Wednesday, April 25, 2012

Many "Safe and Suitable Ingredients" Not on Ingredient Lists

A reader left a comment to my post last week about the warning label on 2,4-D, a widely-used pesticide.

I won't succumb to a point-by-point shouting match, as that doesn't get anyone anywhere. I will, however, highlight one comment that brings up a bigger issue I've been meaning to address.

The reader wrote, "It's not food therefore doesn't require a full list of ingredients."

Unfortunately, food doesn't require a full list of ingredients either. Far from it. Click here (please, if you are ever going to "click here," now is the time to "click here") to view a United States Department of Agriculture (USDA) list of "safe and suitable ingredients used in the production of meat, poultry, and egg products," many of which don't have to be labeled.

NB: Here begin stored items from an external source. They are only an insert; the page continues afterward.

PR #673, opened 2021-09-10
feat: expose classnames

Caele:
## Motivation
Adds static classnames to charts:
- title
- subtitle
- footer
- action buttons

To allow for some basic re-styling of embedded charts through css:
Example:
```css
div.njs-cell {
    background: maroon;
}

p.njs-cell-footer, h6.njs-cell-title, p.njs-cell-sub-title {
    color: white;
}

button.njs-cell-action {
    color: white;
}
```

This would be a workaround until a proper full UI. theme can be exposed


T-Wizard (approved):

apis/nucleus/src/components/ActionsToolbarItem.jsx
```diff
@@ -19,6 +19,7 @@ const Item = React.forwardRef(({ item, addAnchor = false }, ref) => {
       onClick={item.action}
       disabled={disabled}
       style={style}
+      className="njs-cell-action"
```
veinfors, line 22: Should this be exposed in the spec as well?

Caele: yes it should

veinfors (approved):

PR #677, opened 2021-09-17
feat: useRenderState hook

T-Wizard:
## Motivation

Add useRenderState hook

Used to update properties and get a new layout without triggering onInitialRender.

### DIFF
--- a/apis/supernova/src/hooks.js
+++ b/apis/supernova/src/hooks.js
@@ -994,14 +994,14 @@ export function onTakeSnapshot(cb) {
  * Used to update properties and get a new layout without triggering onInitialRender.
  * @entry
  * @experimental
- * @returns {{ setPending, restore }} The render state.
+ * @returns {{ pending, restore }} The render state.
  * @example
  * import { useRenderState } from '@nebula.js/stardust';
  *
  * const renderState = useRenderState();
  * useState(() => {
  *   if(needProperteisUpdate(...)) {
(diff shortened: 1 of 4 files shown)


apis/supernova/src/hooks.js
```diff
@@ -979,3 +980,37 @@ export function onTakeSnapshot(cb) {
...
+ * @example
+ * import { useRenderState } from '@nebula.js/stardust';
+ *
+ * const renderState = useRenderState();
+ * useState(() => {
+ *   if(needProperteisUpdate(...)) {
+ *      useRenderState.setPending();
+ *      updateProperties(...);
+ *   } else {
+ *      useRenderState.restore();
```
veinfors, line 1000: It might be a little bit unclear what is actually meant by `restore`... I'm thinking if it would be easier with the following api:
```js
useRenderState.setPending(true);
...
useRenderState.setPending(false);
```

Caele: yea I kinda agree. But nothing feels right here.

T-Wizard: should I change it?

if we go with this the renderState object could be removed and the hook return the setPending method
const setPending = useSetPending();
...
setPending(true):
...
setPending(false);
but I unsure if that is more usable.

veinfors (approved):

Caele (approved):

PR #681, opened 2021-09-24
chore: add chart conversion example

LiKang6688:
## Motivation
add chart conversion example


examples/chart-conversion/package.json
```diff
@@ -0,0 +1,22 @@
...
+    "@nebula.js/sn-bar-chart": "latest",
+    "@nebula.js/sn-combo-chart": "^1.4.1",
+    "@nebula.js/sn-line-chart": "latest",
+    "@nebula.js/sn-pie-chart": "^1.9.1",
+    "@nebula.js/stardust": "latest",
+    "enigma.js": "2.7.2"
+  },
+  "devDependencies": {
+    "@babel/core": "7.12.3",
+    "parcel-bundler": "^1.12.4"
```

I believe the safety of these ingredients is immaterial. Rather, the obfuscation so prevalent in our food (and drug) supply is shocking. Tom Laskawy, writing in Grist, mentions the list and sums up the issue perfectly:
"Helena Bottemiller of Food Safety News dug up this United Stated Department of Agriculture document, which lists dozens of chemicals that processors can apply to meat without any labeling requirement. Things like calcium hypochlorite (also used to bleach cotton and clean swimming pools), hypobromous acid (also used as a germicide in hot tubs), DBDMH (or 1,3-dibromo-5,5-dimethylhydantoin, which is also used in water treatment), and chlorine dioxide (also used to bleach wood pulp), to name just a few.
"All these chemicals can go on meat. Not that you’d know it, because both the industry and the USDA keep it on the down-low. In fact, they work together on this. The USDA requires processors to label certain approved antimicrobials, such as salt, spices, and even lemon as ingredients, but not their hard-to-pronounce brethren. Why not? Perhaps because it might shock and disgust consumers to know how thoroughly their meat must be chemically disinfected before it can be sold. USDA’s head of food safety Elizabeth Hagen told Bottemiller recently that, 'Just being honest, I don’t think your average consumer probably knows a lot about how food is produced.' She’s right. We don’t know the half of it — and the more we find out, the angrier many of us get."